Kriteria Sembuh Pasien PNL (Pure neural leprosy) dianggap sembuh setelah menerima
regimen MDT (multi drug treatment) yang sesuai dengan tipe lepra, dengan tetap diobservasi
apakah ada perburukan fungsi saraf atau muncul lesi kulit baru. Lesi kulit pada pasien PNL
(Pure neural leprosy) yang mendapat MDT (multi drug treatment) dapat mulai muncul pada
durasi pengobatan bulan ke-3, atau bervariasi pada bulan ke-6 sampai bulan ke-12.

KOMPLIKASI
Kusta merupakan penyakit yang dapat menimbulkan komplikasi berupa ulserasi, mutilasi,
dan deformitas. Komplikasi terjadi akibat kerusakan saraf sensorik dan motorik yang
irreversibel, serta akibat adanya kerusakan berulang pada daerah anestesi yang disertai
paralisis dan atrofi otot.3 Kusta tidak hanya menimbulkan komplikasi dari segi medis, namun
dapat meluas hingga masalah sosial dan ekonomi akibat adanya stigma negatif dari
masyarakat. Reaksi tipe 2 atau Eritema Nodosum Leprosum (ENL) adalah komplikasi
imunologis paling serius pada pasien BL dan LL. Hal ini terjadi apabila basil leprae dalam
jumlah besar terbunuh dan secara bertahap dipecah. Protein dari basil yang mati mencetuskan
reaksi alergi yang akan mengenai seluruh tubuh dan menyebabkan gejala sistemik karena
protein ini terdapat di aliran darah. Pada reaksi ini terjadi peningkatan deposit kompleks imun
di jaringan. Pada suatu studi, dikatakan bahwa ENL adalah komplikasi imunologi yang serius
serta sukar ditangani. Sebagian besar penderita dengan ENL akan mengalami beberapa kali
episode multipel akut atau kronik. Mekanisme imunologi ENL belum sepenuhnya
dimengerti. Peningkatan TNF-α serta IL-6 pada kasus yang lebih berat menunjukkan respon
cell-mediated immune (CMI) juga berperan dalam terjadinya ENL.
PROGNOSIS
Prognosis lepra cukup baik jika dilakukan penatalaksanaan adekuat dan jarang menimbulkan
mortalitas. Gangguan saraf dan kecacatan umumnya tidak kembali normal walaupun mengkonsumsi
obat, tetapi lesi kulit umumnya hilang dalam waktu 1 tahun terapi. Semakin cepat pasien
mengkonsumsi obat maka kemungkinan terjadinya deformitas semakin kecil.

Sumber:
Direktorat Jendral Pengendalian Penyakit dan Penyehatan lingkungan Kementerian Kesehatan RI.

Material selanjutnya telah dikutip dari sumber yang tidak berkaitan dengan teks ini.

PR #1260, opened 2021-06-15
Fix #1259 - Do not fail because on uncommitted records if the consumer do not own the partition anymore

### LINKED ISSUE #1259: Kafka: Liveness probe fails after rebalance took place
I'm using quarkus 2.0.0.CR3 and therefore smallrye kafka 3.3.2

Consuming a high velocity stream with multiple consumers in a group.
Using `commit-strategy: throttled`

Incoming channel is annotated like this:
```
  @Incoming("events")
  @Blocking
  @Acknowledgment(Strategy.MANUAL)
```
In here I have some async operation (Elasticsearch BulkPorcessor) etc. which ack / nacks the messages.

When a new consumer joins on the others I get

`SRMSG18239: Acked record 8041153253 on group 'group' was ignored because the topic partition 'topic-4' was revoked for this instance. Record will likely be processed again.`

I'm ok with some duplicates, so far so good.

After a few seconds on the next livenes check I get

`SRHCK01001: Reporting health down status: {"status":"DOWN","checks":[{"name":"SmallRye Reactive Messaging - liveness check","status":"DOWN","data":{"events":"[KO] - Too Many Messages without acknowledgement in topic topic (partition:4), last committed offset is 7980556233Too Many Messages without acknowledgement in topic topic (partition:7), last committed offset is 7868958352"}}]}`

I cannot see any other errors or nacked messages. It looks like the messages which are acked from the aync operation after the rebalance took place count into the number causing 'Too Many Messages without acknowledgement' and cause the liveness to get down. Eventually they are also leaking memory.

Am I doing something wrong?
Is there a way to get rid of these messages which are acked on a revoked partition?

cescoffier:
After a rebalance, ignore uncommitted records on revoked partitions, they will be cleared eventually.
The main change is the tracking of the assignments and checking if the partition is still assigned to the consumer before throwing the exception.

### DIFF
--- a/smallrye-reactive-messaging-kafka/src/main/java/io/smallrye/reactive/messaging/kafka/commit/KafkaThrottledLatestProcessedCommit.java
+++ b/smallrye-reactive-messaging-kafka/src/main/java/io/smallrye/reactive/messaging/kafka/commit/KafkaThrottledLatestProcessedCommit.java
@@ -47,6 +47,7 @@ public class KafkaThrottledLatestProcessedCommit extends ContextHolder implement
     private final int unprocessedRecordMaxAge;
     private final int autoCommitInterval;
     private volatile long timerId = -1;
+    private final Collection<TopicPartition> assignments = new CopyOnWriteArrayList<>();
 
     private KafkaThrottledLatestProcessedCommit(
             String groupId,
@@ -110,7 +111,7 @@ public class KafkaThrottledLatestProcessedCommit extends ContextHolder implement
     public void partitionsAssigned(Collection<TopicPartition> partitions) {
         runOnContextAndAwait(() -> {
             stopFlushAndCheckHealthTimer();
-
+            assignments.addAll(partitions);
             if (!partitions.isEmpty() || !offsetStores.isEmpty()) {
                 startFlushAndCheckHealthTimer();
             }
@@ -123,11 +124,13 @@ public class KafkaThrottledLatestProcessedCommit extends ContextHolder implement
      * Revoked partitions.
      * This method is called from the Kafka pool thread.
      *
-     * @param partitions The list of partitions that were assigned to the consumer on the last rebalance
+     * @param partitions The list of partitions that were assigned to the consumer and now need to be revoked
+     *        (may not include all currently assigned partitions).
      */
     @Override
     public void partitionsRevoked(Collection<TopicPartition> partitions) {
         runOnContextAndAwait(() -> {
+            assignments.removeAll(partitions);
             stopFlushAndCheckHealthTimer();
             return null;
         });
@@ -193,7 +196,6 @@ public class KafkaThrottledLatestProcessedCommit extends ContextHolder implement
     @Override
     public <K, V> IncomingKafkaRecord<K, V> received(IncomingKafkaRecord<K, V> record) {
         TopicPartition recordsTopicPartition = getTopicPartition(record);
-
         offsetStores
                 .computeIfAbsent(recordsTopicPartition, k -> new OffsetStore(k, unprocessedRecordMaxAge))
                 .received(record.getOffset());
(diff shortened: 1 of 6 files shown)


smallrye-reactive-messaging-kafka/src/test/java/io/smallrye/reactive/messaging/kafka/commit/DeprecatedCommitStrategiesTest.java
```diff
@@ -323,6 +326,7 @@ void testThrottledStrategyWithTooManyUnackedMessages() throws Exception {
 
         consumer.schedulePollTask(() -> {
             consumer.rebalance(offsets.keySet());
+            source.getCommitHandler().partitionsAssigned(offsets.keySet());
```
Ladicek, line 329: I'd expect identical changes in the `CommitStrategiesTest` -- this one is a copy of that using `@Named` instead of `@Identifier`.

smallrye-reactive-messaging-kafka/src/main/java/io/smallrye/reactive/messaging/kafka/commit/KafkaThrottledLatestProcessedCommit.java
```diff
@@ -378,6 +380,11 @@ boolean hasTooManyMessagesWithoutAck() {
             return false;
         }
 
+        private boolean isStillAssigned() {
+            // If the topic/partition is not assigned to us already, the store will be cleared eventually.
+            return assignments.contains(topicPartition);
```
Ladicek, line 385: Don't `offsetStores` include the same information? In other words, could this method be implemented as `return offsetStore.containsKey(topicPartition);`?

cescoffier: No, because the deletion happens asynchronously, and so there is a window where it would still be there, while not being assigned anymore.

Ladicek:
Can't say I truly understand the code, but the logic seems fine. Added just 2 small comments.

smallrye-reactive-messaging-kafka/src/main/java/io/smallrye/reactive/messaging/kafka/commit/KafkaThrottledLatestProcessedCommit.java
Ladicek: Ah interesting!

smallrye-reactive-messaging-kafka/src/test/java/io/smallrye/reactive/messaging/kafka/commit/DeprecatedCommitStrategiesTest.java
cescoffier: Fixed.

FYI, the mock consumer does not handle rebalance (does not call the listener) but we need to call rebalance to set up the assigned partitions. So adding this second invocation simulates a "real" rebalance.

smallrye-reactive-messaging-kafka/src/main/java/io/smallrye/reactive/messaging/kafka/commit/KafkaThrottledLatestProcessedCommit.java
```diff
@@ -47,6 +47,7 @@
     private final int unprocessedRecordMaxAge;
     private final int autoCommitInterval;
     private volatile long timerId = -1;
+    private final Collection<TopicPartition> assignments = new CopyOnWriteArrayList<>();
```
Ladicek, line 50: Just today morning, I realized I saw `CopyOnWriteArrayList` here. I think `Collections.newSetFromMap(new ConcurrentHashMap<>())` would probably be more appropriate, given that you only use `addAll`, `removeAll` and `contains`.

cescoffier: Hum, very good point! 
Fancy a PR (this one was already merged).

Ladicek: Sure, gimme a sec :-)

Ladicek: #1261#1261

Esa Sri Iline, & Mulianto Nurrachmat. 2017. “Pure Neural Leprosy”. Surakarta: Fakultas
Kedokteron Universitas Sebelas Maret. Vol., 07., No., 44.
I Gusti Nyoman Darmaputra, & Putu Ayu Dewita Ganeswari. 2018. “ Peran Sitokin Dalam
Kerusakan Saraf Pada Penyakit Kusta: Tinjuan Pustaka”. Intisari Sains Medis. Vol., 09.,
N0., 03.
Pedoman Nasional Program Pengendalian Penyakit Lepra. 2012. Kementerian Kesehatan RI.